SLA2:具可學習路由與量化感知訓練的稀疏線性注意力機制
SLA2: Sparse-Linear Attention with Learnable Routing and QAT
February 13, 2026
作者: Jintao Zhang, Haoxu Wang, Kai Jiang, Kaiwen Zheng, Youhe Jiang, Ion Stoica, Jianfei Chen, Jun Zhu, Joseph E. Gonzalez
cs.AI
摘要
稀疏線性注意力(SLA)結合了稀疏注意力與線性注意力以加速擴散模型,並在影片生成任務中展現出卓越性能。然而存在兩點侷限:(i)SLA依賴啟發式分割規則,根據注意力權重大小將計算分配至稀疏或線性分支,此策略可能非最優;(ii)通過形式化分析SLA的注意力誤差,我們發現其與直接分解為稀疏和線性注意力的做法存在錯配。為此我們提出SLA2,其包含三項創新:(I)可學習路由模組動態決定每項注意力計算應採用稀疏或線性注意力;(II)更忠實的直接稀疏-線性注意力公式,通過可學習比例係數融合兩分支;(III)稀疏+低比特注意力架構,透過量化感知微調引入低比特注意力以降低量化誤差。
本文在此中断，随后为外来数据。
PR #393, opened 2015-02-18
This partially fixes doctrine/DoctrineCacheBundle#46

machinez:
This eradicates  "InvalidConfigurationException in ArrayNode.php line 309.", when defining a Redis database in config.yml

``` yml
doctrine:
    orm:
        metadata_cache_driver: 
            type: redis
            database: 8
            host: 192.168.0.1
        query_cache_driver:
            type: redis
            database: 8
            host: 192.168.0.1
        result_cache_driver:
            type: redis
            database: 8
            host: 192.168.0.1
```

PR #619, opened 2017-02-20
Allow database entry for orm cache driver node config

bmaziere:
This work allow to select database configuration for redis cache driver for instance.
It completes https://github.com/doctrine/DoctrineCacheBundle/issues/46 and "finish" started work https://github.com/doctrine/DoctrineBundle/pull/393

### DIFF
--- a/Tests/DependencyInjection/AbstractDoctrineExtensionTest.php
+++ b/Tests/DependencyInjection/AbstractDoctrineExtensionTest.php
@@ -399,6 +399,22 @@ abstract class AbstractDoctrineExtensionTest extends \PHPUnit_Framework_TestCase
         ));
     }
 
+    public function testEntityManagerRedisMetadataCacheDriverConfigurationWithDatabaseKey()
+    {
+        $container = $this->loadContainer('orm_service_simple_single_entity_manager_redis');
+
+        $definition = $container->getDefinition($container->getAlias('doctrine.orm.default_metadata_cache'));
+        $this->assertDICDefinitionClass($definition, '%doctrine_cache.redis.class%');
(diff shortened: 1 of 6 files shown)


Tests/DependencyInjection/AbstractDoctrineExtensionTest.php
```diff
@@ -399,6 +399,22 @@ public function testEntityManagerMemcacheMetadataCacheDriverConfiguration()
         ));
     }
 
+    public function testEntityManagerRedisMetadataCacheDriverConfiguration()
```
mikeSimonson: Can you change the name of the method so that it mention the database key of the configuration being used.

mikeSimonson:
@bmaziere Thanks for finiwhing the work of that PR.

Appart from the test method name that isn't clear the rest is good to go to me.

Tests/DependencyInjection/AbstractDoctrineExtensionTest.php
bmaziere: method name changed. No idea why the test that fail on PHP 5.5. I keep investigate

mikeSimonson:
@bmaziere Keep in mind that it only failing on 5.5 with dependencies low.
It probably means that one of the dependency in composer needs to be updated.
Because it currently accept a version of a lib that doesn't have a feature that you use.

bmaziere:
@mikeSimonson, i updated doctrine/doctrine-cache-bundle minimal version to 1.2 to make it work. Does it fit?

mikeSimonson:
I believe so.
Thanks again.

PR #622, opened 2017-02-21
Enable doctrine:database:import command without ORM installed

tucker:
The command is just a proxy to dbal:import and does not depend on Docrine ORM.
So we can include it without ORM installed.


mikeSimonson:
@tucker Thanks

PR #624, opened 2017-02-22
Testing on php nightly too

mikeSimonson:


.travis.yml
```diff
@@ -21,6 +22,8 @@ matrix:
       env: SYMFONY_VERSION="2.8.*@dev"
     - php: 5.6
       env: SYMFONY_VERSION="3.0.*@dev"
```
stof: please also remove this one. Testing against an EOLed version does not make sense.

My rule is to list only LTS versions explicitly here (the latest version will be tested by the normal jobs)

mikeSimonson: ok.

Do you mean that the php version is EOL or that the symfony version is EOL ?

stof: I'm talking about Symfony

PR #628, opened 2017-02-23
Type comment deprecation

mikeSimonson:


mikeSimonson:
@stof Follow up of #623

ConnectionFactory.php
```diff
@@ -84,6 +84,9 @@ private function initializeTypes()
                 Type::addType($type, $typeConfig['class']);
             }
             if ($typeConfig['commented']) {
+                @trigger_error(
+                    'The commented option of the type configuration is deprecated since DoctrineBundle 1.7.
+                    Use the feature of the Type class Instead', E_USER_DEPRECATED);
```
Ocramius: Alignment is super weird, and there's a newline in the text too (with whitespace)

DependencyInjection/Configuration.php
```diff
@@ -97,7 +97,7 @@ private function addDbalSection(ArrayNodeDefinition $node)
                             ->end()
                             ->children()
                                 ->scalarNode('class')->isRequired()->end()
-                                ->booleanNode('commented')->defaultTrue()->end()
+                                ->booleanNode('commented')->defaultFalse()->end()
```
Ocramius: This is a BC break...

Tests/DependencyInjection/AbstractDoctrineExtensionTest.php
```diff
@@ -531,7 +531,7 @@ public function testSetTypes()
         $container = $this->loadContainer('dbal_types');
 
         $this->assertEquals(
-            array('test' => array('class' => TestType::class, 'commented' => true)),
+            array('test' => array('class' => TestType::class, 'commented' => false)),
```
Ocramius: This is a BC Break

DependencyInjection/Configuration.php
mikeSimonson: It's not really a BC break if people can still use the option.
Or should I wait for v2 for this change and v3 to remove the option entirely ?

Ocramius:
It is a bc break if the defaults change and they didn't override them.

DependencyInjection/Configuration.php
stof: I suggest a BC way:

- trigger a deprecation whenever the field is configured explicitly (to allow removal), by using `beforeNormalization`
- if the field is configured as commented (either explicitly or due to the default), the DI extension should check whether the type class overwrites the `requiresSQLCommentHint` method:
  - If no, it should trigger a deprecation saying that types should be marked as commented in the type itself.
  - If yes, it should remove this type from the list of commented types passed to the bundle boot method (actually marking it as not commented in the parameter). Types will still be registered as commented in DBAL due to the type class itself.

stof:
@Ocramius I'm bringing back to a 1.x milestone, as I suggested a BC way to implement it above

kimhemsoe:
@mikeSimonson Ping

DependencyInjection/Configuration.php
weaverryan: For the first part, if it helps, I think this is an example: https://github.com/symfony/symfony/blob/2e47edc4a52c3b61664e512f849c3df5f5c20593/src/Symfony/Bundle/FrameworkBundle/DependencyInjection/Configuration.php#L714-L721

It's checking to see if `strict_email` is explicitly configured, and it triggers a deprecation warning if it is.

For the second part... I'm not as sure :)

alcaeus:
Superseded by #947.

PR #633, opened 2017-03-01
Add a deprecation notice for this feature

mikeSimonson:
It can be replaced by comment feature of the doctrine
Type object.

### DIFF
--- a/ConnectionFactory.php
+++ b/ConnectionFactory.php
@@ -84,6 +84,9 @@ class ConnectionFactory
                 Type::addType($type, $typeConfig['class']);
             }
             if ($typeConfig['commented']) {
+                @trigger_error(
+                    sprintf('The commented option of the type configuration is deprecated since DoctrineBundle 1.7.' .
+                    'Use the feature of the Type class instead. (in %s)', $type), E_USER_DEPRECATED);
                 $this->commentedTypes[] = $type;
             }
         }


mikeSimonson:
@stof Should I put the env var SYMFONY_DEPRECATIONS_HELPER=weak on every build ?

ConnectionFactory.php
```diff
@@ -84,6 +84,9 @@ private function initializeTypes()
                 Type::addType($type, $typeConfig['class']);
             }
             if ($typeConfig['commented']) {
+                @trigger_error(
+                    'The commented option of the type configuration is deprecated since DoctrineBundle 1.7.
+                    Use the feature of the Type class Instead', E_USER_DEPRECATED);
```
stof: `instead` should not have a capital letter.

And you should not put a newline inside the string itself. If you want to use 2 lines in the source code, use concatenation.

Btw, I would add the `$type` in the message to make it easier to know which type should be updated.

mikeSimonson: @stof Done. What about the tests that fail because of the deprecations errors ?

stof:
@mikeSimonson No. you should add `@group legacy` on the test covering the BC layer (and ensuring other features covered by the same test are also covered by a non-legacy test)

ConnectionFactory.php
```diff
@@ -84,6 +84,9 @@ private function initializeTypes()
                 Type::addType($type, $typeConfig['class']);
             }
             if ($typeConfig['commented']) {
+                @trigger_error(
+                    sprintf('The commented option of the type configuration is deprecated since DoctrineBundle 1.7.' .
+                    'Use the feature of the Type class instead. (in %s)', $type), E_USER_DEPRECATED);
```
stof: I would say `Use the "requiresSQLCommentHint" method of the Type class instead`

alcaeus:
Superseded by #947.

實驗表明,在影片擴散模型中SLA2可實現97%的注意力稀疏度,在保持生成質量的同時將注意力計算速度提升18.6倍。
English
Sparse-Linear Attention (SLA) combines sparse and linear attention to accelerate diffusion models and has shown strong performance in video generation. However, (i) SLA relies on a heuristic split that assigns computations to the sparse or linear branch based on attention-weight magnitude, which can be suboptimal. Additionally, (ii) after formally analyzing the attention error in SLA, we identify a mismatch between SLA and a direct decomposition into sparse and linear attention. We propose SLA2, which introduces (I) a learnable router that dynamically selects whether each attention computation should use sparse or linear attention, (II) a more faithful and direct sparse-linear attention formulation that uses a learnable ratio to combine the sparse and linear attention branches, and (III) a sparse + low-bit attention design, where low-bit attention is introduced via quantization-aware fine-tuning to reduce quantization error. Experiments show that on video diffusion models, SLA2 can achieve 97% attention sparsity and deliver an 18.6x attention speedup while preserving generation quality.